If you are on a budget I liked OpenIntro Statistics. The book is free as far as I remember on the open intro website and there is an accompanying coursera course as well (I think). Finally another free book i really liked was Learning Statistics with R
I read these books on and off for a couple of years because i was finding the ISLR and ESLR books a bit tough going having not come from a maths background.
Having said that, since you're doing a PhD, I would look into if your university has some good solid courses on the subjects. It is of course possible to learn by yourself, but one should not underestimate the value of being introduced to a subject by someone experienced in the matter and knowledgable about how to teach
I've come to realise that what I consider the Z part of statistics is actually pretty simple stuff for some people considering the content in some of the recommended books...
I totally agree with you, @Leon! The obvious choice would be a solid introductory course at my university, however, they're pretty determined to teach statistics using SPSS or STATA, and I'm dead set on learing R.
I think I'll give Statistics with R Specialization at Coursera a go, it looks like a good place to start. One question though: does anyone know if the course is self paced? I'm doing most of this on my spare time after work (with two kids), not sure if I'll be able to keep up with the 5-7 h/week every single week.
they're pretty determined to teach statistics using SPSS or STATA
Probably a discussion for elsewhere, but I often wonder why universities seem to have a strong disposition for Stata, SPSS or EViews, but industry and personal projects use R or Python. I used, and was taught, the former in university but have never used them since - but have had to use R and Python in the workforce.
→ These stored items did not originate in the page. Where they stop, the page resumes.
PR #528, opened 2024-07-03
Fixes #526 - Rename dataalert

### LINKED ISSUE #526: Rename dataalert flat-page
In #469 the flat page `/dataalert/` was added but that naming doesn't really reflect what this does anymore. This should be renamed to be something like `/page-footer/` or '/privacy-and-copyright/'.

Also it would be nice if we had a migration to fix this renaming so we didn't have to manually change it during the release. You should be able to do that with the [FlatPage Python API](https://docs.djangoproject.com/en/5.0/ref/contrib/flatpages/#via-the-python-api)

In the migration is should create a new placeholder for the new name if `/dataalert/` doesn't exist, or rename it if `/dataalaert/` already does exist.

jxiao21:
Fixes #526 

Still WIP, need to clarify which migration operations are necessary


jonespm (approved):
I think this looks good, I'm reviewing why the migrations came up for you but I think it's related to the configuration you have and the fact we haven't removed Bluejeans yet and they shouldn't be included.

jonespm:
I think I might have screwed some of this up myself in https://github.com/tl-its-umich-edu/remote-office-hours-queue/blob/1.10.0/src/officehours_api/migrations/0026_auto_20240604_1620.py and committed it :/

PR #530, opened 2024-07-11
Fixes #529 - Adding a model to prevent Django from managing the view

### LINKED ISSUE #529: Add proxy model to prevent migration of view
Django is trying to migrate a view that was manually created, we should add a proxy model so it won't try to manage this. The alternative looks like might be a SAVEPOINT but this seems the best.

jonespm:


jonespm:
@jxiao21 This should fix one of the migrations you're seeing. I think the other one is going to require removing bluejeans but I'll have to look more into it.

zqian (commented):
Should there be a migration file for the newly added database table?

jonespm:
Hi @zqian. The idea of this was to prevent Django from trying to creating migration files for this.

There is already a migration to create this view, it was done manually in https://github.com/tl-its-umich-edu/remote-office-hours-queue/blob/master/src/officehours_api/migrations/0025_meeting_start_logs_view.py rather than through Django so this change will have Django ignore this and not try to drop the table.

zqian (approved):

PR #544, opened 2024-10-07
#462 removed BlueJeans from codebase

### LINKED ISSUE #462: Remove Bluejeans as a backend choice
Bluejeans is currently not used and tested as a backend so it's unknown if it works. Leaving it in there makes it generate code in the migrations for it to be a choice. I don't think we have any reason to leave this there and should either be deleted or disabled.

zqian:
Fixes #462


jonespm (approved):
This looks good, I don't see any references. `0026_auto_20240604_1620`.py removes it as part of the conversion so migrations are stable.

The tidyverse is a set of packages with an underlying paradigm for analyzing data. It isn't inherently a system to do statistics! That is to say that you should not expect tidyverse functions to perform statistical operations for you. That being said, you can definitely use it in conjunction with statistical packages/functions you learn outside it.
I highly recommend you pick ModernDive back up (or any Statistics with R book really) and finish up R for Data Science. Your understanding of the material from both books will allow you to integrate your stats in a tidyverse workflow (especially with functional programming using the {purrr} package). Being able to do that is good practice from what you will have learned.
This advice is given from personal experience. I am currently reading a book on state-space models and am rewriting the book's R code to align with a tidyverse workflow.
I want to second the recommendation about https://www.r-bloggers.com/, I have learned a lot of things that I didn't even know were something that I wanted to learn just by browsing posts there. (Now if only I could find the time to actually start contributing posts...)
How is your progress and any update from your searching?
There is no book about Statistics in Tidyverse so I also raised a new topic asking what's missing and how to connect the rest of R to enhanced the Tidyverse approach in learning Statistics.
All of the replies are awesome! I want to recommend Rstudio cheat sheet, it is handy for new R user. Any modeling, data manipulation, and data cleaning are the most time-consuming work if you are not familiar with these hands-on tools.